**Problem statement**
Report all lines of the data below that hold the word "deadline".

**Provided data**
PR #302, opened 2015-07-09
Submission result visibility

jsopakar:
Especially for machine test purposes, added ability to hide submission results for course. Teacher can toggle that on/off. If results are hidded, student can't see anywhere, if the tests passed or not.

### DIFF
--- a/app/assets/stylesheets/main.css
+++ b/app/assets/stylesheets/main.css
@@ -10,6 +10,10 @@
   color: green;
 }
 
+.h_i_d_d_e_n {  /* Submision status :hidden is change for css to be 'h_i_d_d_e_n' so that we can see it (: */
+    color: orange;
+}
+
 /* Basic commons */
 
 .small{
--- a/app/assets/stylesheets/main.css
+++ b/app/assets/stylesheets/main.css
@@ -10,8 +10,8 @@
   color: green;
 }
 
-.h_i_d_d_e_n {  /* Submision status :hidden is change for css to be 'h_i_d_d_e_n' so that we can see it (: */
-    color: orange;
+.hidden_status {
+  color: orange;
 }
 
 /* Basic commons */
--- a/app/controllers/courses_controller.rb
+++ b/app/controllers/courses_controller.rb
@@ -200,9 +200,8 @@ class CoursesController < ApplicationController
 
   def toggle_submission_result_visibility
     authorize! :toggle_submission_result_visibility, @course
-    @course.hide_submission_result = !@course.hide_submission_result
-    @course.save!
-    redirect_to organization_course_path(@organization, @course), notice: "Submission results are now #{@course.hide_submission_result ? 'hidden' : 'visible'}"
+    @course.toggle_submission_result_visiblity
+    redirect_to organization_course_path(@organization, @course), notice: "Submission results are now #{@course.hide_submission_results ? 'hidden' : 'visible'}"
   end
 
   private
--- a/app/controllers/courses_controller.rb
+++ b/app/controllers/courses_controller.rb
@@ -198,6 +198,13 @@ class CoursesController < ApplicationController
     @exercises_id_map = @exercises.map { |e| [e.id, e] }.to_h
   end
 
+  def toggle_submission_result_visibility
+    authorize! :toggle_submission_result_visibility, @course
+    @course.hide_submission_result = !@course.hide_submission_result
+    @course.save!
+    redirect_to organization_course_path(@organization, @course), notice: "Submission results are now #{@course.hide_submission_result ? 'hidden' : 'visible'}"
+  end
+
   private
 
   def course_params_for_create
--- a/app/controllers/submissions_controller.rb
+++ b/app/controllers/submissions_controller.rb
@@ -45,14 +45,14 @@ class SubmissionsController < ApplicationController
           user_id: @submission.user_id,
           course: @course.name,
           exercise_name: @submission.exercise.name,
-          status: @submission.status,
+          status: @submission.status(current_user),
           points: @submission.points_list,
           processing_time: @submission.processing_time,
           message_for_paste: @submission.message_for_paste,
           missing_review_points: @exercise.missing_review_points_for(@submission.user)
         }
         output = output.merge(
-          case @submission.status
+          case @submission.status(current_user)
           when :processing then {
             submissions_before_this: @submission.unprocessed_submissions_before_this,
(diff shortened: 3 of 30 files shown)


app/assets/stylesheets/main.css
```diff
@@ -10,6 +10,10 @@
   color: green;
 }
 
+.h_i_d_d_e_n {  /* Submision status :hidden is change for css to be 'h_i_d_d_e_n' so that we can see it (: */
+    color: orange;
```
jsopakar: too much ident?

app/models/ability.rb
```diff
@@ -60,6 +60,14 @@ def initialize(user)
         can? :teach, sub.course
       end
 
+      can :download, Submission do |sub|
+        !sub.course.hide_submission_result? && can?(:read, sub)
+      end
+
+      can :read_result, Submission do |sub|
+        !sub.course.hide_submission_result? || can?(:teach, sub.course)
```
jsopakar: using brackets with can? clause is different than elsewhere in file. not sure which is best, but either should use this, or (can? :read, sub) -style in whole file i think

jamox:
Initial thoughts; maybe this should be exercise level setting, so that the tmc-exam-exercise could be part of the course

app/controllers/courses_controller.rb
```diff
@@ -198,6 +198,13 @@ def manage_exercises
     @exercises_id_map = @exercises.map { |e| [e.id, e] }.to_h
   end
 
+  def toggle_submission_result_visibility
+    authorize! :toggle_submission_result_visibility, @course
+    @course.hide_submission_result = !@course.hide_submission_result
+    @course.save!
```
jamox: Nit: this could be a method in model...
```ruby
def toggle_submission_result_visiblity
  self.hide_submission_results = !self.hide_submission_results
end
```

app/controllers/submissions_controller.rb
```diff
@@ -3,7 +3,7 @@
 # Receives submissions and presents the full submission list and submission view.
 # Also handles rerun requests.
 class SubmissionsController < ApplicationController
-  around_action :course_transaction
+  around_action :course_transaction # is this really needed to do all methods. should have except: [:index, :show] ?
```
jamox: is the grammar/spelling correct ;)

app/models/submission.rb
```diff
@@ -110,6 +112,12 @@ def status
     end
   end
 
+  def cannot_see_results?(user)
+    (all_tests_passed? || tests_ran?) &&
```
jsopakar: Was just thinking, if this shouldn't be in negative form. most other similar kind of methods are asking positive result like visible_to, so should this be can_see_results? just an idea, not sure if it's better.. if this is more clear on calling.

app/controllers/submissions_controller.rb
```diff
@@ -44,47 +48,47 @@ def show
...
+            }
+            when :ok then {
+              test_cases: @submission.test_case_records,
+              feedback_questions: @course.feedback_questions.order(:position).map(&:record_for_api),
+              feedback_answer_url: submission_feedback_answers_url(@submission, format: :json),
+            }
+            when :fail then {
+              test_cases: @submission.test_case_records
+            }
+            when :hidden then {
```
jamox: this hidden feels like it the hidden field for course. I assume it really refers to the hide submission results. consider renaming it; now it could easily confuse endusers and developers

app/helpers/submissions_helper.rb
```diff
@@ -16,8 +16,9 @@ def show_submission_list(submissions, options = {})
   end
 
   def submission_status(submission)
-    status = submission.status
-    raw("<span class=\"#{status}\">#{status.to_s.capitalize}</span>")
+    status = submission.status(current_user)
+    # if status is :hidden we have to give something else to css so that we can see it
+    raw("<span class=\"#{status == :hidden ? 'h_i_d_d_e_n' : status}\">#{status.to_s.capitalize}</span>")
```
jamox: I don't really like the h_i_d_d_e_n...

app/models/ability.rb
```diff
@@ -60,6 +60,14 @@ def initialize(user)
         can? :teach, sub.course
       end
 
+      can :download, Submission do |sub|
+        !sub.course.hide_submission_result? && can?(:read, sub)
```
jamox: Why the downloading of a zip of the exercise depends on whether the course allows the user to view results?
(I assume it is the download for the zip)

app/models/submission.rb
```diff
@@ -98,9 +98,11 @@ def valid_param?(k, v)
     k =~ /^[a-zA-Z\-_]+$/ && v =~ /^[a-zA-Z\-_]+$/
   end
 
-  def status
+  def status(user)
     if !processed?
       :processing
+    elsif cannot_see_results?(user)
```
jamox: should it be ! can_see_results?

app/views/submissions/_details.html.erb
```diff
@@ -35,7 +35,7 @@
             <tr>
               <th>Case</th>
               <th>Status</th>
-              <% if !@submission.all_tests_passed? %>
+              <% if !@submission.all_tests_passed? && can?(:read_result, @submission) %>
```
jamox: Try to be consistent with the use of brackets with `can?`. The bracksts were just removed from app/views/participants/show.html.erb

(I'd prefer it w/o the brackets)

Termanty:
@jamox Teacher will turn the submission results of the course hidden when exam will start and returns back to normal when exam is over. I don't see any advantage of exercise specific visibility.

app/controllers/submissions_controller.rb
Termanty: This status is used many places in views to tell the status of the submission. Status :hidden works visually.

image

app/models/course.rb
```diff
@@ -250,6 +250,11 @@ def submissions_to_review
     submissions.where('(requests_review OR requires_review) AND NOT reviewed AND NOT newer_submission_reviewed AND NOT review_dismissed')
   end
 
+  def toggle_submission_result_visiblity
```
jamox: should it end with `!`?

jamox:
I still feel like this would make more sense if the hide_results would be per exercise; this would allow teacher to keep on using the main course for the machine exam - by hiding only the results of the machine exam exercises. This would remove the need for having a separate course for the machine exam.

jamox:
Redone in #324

==

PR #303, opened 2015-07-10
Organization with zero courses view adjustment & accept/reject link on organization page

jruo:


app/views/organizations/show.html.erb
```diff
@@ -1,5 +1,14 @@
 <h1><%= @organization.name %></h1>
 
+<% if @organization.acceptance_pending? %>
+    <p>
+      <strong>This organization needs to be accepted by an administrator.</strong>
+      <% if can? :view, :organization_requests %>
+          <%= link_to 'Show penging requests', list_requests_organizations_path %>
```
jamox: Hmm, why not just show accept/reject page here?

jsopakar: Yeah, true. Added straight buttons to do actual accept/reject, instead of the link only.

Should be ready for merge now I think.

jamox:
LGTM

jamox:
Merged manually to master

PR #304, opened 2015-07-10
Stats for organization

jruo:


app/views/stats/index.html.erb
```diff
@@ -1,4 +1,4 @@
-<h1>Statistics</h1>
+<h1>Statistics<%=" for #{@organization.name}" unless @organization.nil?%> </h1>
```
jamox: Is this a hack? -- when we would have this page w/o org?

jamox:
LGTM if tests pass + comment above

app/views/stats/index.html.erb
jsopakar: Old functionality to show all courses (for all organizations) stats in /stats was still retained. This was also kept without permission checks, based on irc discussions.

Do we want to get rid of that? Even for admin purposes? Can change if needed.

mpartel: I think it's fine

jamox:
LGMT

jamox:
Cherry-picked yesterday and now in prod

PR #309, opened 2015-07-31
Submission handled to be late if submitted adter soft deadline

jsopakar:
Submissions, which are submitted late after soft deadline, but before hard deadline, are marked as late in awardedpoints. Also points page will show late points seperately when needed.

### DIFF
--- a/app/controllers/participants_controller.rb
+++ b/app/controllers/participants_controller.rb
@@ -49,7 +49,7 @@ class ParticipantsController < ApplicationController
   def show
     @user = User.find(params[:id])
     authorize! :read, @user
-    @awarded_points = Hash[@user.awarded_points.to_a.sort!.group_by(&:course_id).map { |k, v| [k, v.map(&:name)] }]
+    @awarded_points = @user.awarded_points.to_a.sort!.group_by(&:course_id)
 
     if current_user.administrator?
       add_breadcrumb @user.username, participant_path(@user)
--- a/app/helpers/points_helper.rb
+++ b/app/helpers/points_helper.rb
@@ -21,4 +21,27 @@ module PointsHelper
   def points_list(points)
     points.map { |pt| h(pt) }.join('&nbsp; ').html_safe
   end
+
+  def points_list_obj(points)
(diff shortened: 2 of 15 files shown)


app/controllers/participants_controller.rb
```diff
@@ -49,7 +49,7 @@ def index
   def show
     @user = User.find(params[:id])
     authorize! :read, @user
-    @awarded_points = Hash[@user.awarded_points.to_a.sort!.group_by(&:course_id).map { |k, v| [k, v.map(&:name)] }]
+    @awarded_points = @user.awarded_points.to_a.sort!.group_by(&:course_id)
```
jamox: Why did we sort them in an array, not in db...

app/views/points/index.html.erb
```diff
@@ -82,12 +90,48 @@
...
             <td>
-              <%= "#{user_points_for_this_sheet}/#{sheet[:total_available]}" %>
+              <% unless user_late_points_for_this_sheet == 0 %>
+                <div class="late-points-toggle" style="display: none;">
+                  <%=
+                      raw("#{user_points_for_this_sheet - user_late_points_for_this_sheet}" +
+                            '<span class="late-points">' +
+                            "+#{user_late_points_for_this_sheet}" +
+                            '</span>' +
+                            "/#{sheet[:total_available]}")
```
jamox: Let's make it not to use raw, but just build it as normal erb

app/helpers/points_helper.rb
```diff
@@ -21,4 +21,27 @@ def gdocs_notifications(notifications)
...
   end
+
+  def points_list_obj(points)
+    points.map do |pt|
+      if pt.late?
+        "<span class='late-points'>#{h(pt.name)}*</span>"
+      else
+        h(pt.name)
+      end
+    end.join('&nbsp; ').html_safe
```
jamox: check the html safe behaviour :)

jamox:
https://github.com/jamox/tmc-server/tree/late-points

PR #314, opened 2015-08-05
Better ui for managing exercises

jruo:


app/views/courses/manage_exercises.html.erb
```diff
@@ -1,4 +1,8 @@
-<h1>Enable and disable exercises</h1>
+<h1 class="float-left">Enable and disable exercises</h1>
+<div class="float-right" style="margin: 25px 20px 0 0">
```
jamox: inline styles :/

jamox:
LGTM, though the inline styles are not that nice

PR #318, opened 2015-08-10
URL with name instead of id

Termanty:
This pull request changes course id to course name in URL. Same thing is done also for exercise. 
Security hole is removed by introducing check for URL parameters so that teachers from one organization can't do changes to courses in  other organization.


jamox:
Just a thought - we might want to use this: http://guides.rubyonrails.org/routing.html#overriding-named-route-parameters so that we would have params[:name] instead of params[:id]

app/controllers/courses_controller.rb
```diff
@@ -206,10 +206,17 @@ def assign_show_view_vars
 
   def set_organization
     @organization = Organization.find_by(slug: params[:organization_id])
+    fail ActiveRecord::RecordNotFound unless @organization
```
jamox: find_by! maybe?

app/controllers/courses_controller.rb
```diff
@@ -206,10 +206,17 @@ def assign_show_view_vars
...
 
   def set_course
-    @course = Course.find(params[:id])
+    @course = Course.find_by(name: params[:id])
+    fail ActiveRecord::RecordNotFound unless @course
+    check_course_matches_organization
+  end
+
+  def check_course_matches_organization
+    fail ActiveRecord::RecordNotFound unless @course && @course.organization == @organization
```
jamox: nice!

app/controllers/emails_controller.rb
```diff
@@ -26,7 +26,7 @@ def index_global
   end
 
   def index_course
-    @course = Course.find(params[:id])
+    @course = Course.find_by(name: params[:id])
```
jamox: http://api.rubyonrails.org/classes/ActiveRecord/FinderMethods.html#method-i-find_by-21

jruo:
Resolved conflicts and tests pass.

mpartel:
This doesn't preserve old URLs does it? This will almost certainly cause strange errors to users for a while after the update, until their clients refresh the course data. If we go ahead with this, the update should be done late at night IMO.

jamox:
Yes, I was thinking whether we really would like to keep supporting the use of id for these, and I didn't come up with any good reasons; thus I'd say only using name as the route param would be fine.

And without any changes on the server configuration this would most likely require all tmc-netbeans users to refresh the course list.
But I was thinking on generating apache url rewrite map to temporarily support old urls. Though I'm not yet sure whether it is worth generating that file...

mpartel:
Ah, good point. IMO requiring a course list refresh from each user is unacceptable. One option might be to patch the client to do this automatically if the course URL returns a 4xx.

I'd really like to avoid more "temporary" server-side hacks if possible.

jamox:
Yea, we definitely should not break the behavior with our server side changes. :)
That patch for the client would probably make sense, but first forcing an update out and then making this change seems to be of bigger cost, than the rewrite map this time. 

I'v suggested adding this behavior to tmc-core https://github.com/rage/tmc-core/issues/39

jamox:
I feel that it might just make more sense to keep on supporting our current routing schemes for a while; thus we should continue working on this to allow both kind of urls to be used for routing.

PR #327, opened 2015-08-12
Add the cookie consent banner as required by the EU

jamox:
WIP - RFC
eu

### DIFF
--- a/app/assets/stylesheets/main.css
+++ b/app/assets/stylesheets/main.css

==

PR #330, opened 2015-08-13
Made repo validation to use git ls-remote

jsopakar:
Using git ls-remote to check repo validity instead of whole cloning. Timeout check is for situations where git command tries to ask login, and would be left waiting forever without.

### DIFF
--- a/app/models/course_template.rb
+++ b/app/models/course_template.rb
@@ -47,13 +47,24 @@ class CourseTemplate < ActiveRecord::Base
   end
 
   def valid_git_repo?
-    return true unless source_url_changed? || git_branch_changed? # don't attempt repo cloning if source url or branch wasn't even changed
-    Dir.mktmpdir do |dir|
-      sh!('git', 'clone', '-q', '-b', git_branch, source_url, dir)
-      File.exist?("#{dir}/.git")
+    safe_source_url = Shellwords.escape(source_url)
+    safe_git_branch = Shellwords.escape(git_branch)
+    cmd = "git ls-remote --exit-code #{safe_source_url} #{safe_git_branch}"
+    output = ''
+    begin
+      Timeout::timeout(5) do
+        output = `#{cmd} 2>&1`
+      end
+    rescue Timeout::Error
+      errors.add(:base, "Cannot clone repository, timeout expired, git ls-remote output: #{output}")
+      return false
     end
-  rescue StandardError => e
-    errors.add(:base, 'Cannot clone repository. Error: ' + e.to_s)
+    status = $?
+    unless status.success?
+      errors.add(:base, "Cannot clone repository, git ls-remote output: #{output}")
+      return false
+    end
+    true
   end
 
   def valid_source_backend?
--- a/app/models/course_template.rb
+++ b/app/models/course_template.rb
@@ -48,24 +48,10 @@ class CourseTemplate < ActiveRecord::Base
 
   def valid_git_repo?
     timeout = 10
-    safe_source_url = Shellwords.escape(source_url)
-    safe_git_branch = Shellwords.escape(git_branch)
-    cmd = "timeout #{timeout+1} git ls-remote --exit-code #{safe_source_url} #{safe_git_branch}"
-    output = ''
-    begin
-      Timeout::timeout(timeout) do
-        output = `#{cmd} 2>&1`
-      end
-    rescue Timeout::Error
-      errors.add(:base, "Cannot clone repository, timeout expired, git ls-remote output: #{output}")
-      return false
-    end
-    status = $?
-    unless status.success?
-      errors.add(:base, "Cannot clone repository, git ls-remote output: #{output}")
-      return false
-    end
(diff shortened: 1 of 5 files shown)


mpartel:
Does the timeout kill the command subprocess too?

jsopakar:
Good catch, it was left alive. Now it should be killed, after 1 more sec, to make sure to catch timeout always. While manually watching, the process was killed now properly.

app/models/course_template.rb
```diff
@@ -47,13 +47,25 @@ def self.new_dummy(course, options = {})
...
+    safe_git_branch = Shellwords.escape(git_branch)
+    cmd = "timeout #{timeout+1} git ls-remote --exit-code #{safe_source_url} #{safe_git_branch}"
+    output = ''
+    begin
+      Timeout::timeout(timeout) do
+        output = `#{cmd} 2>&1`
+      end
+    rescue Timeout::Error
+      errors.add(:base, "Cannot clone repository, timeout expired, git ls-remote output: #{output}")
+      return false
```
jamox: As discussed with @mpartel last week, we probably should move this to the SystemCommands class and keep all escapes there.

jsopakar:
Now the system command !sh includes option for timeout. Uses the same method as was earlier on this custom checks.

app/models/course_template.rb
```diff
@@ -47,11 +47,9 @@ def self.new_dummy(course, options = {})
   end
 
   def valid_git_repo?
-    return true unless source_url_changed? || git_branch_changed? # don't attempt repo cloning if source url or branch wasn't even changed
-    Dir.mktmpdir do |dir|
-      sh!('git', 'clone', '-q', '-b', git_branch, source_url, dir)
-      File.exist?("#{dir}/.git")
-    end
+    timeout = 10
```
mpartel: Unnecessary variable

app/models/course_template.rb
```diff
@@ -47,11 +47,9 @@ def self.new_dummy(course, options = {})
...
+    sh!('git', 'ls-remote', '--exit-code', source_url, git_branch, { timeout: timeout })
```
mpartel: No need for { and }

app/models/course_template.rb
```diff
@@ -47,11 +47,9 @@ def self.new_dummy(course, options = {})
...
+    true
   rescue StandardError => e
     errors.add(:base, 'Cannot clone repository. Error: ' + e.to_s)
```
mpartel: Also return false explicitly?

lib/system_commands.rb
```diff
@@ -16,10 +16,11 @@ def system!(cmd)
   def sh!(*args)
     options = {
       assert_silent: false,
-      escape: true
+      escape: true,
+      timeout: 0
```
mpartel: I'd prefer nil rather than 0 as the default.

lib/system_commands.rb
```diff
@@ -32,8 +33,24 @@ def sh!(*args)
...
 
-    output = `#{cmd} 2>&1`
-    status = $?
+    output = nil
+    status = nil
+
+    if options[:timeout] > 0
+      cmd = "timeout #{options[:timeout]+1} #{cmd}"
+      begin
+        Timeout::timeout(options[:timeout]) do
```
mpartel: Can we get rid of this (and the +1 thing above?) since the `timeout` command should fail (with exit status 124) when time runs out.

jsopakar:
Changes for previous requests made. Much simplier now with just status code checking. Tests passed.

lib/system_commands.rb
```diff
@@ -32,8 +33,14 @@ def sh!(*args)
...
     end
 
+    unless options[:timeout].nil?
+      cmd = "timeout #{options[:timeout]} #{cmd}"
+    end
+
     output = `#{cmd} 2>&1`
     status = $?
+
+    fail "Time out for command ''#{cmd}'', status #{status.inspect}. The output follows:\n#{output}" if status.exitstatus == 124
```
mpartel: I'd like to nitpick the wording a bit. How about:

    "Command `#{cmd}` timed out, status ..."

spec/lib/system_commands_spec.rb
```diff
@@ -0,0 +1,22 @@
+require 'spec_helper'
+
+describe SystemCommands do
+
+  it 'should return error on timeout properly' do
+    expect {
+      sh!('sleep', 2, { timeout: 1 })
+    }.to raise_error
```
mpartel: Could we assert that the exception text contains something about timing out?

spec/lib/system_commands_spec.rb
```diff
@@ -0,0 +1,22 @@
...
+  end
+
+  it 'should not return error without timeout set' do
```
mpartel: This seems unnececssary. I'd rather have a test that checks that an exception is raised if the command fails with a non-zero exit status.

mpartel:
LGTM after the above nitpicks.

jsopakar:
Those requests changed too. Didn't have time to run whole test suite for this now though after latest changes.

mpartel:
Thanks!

**Task solution**
Submission handled to be late if submitted adter soft deadline
Submissions, which are submitted late after soft deadline, but before hard deadline, are marked as late in awardedpoints. Also points page will show late points seperately when needed.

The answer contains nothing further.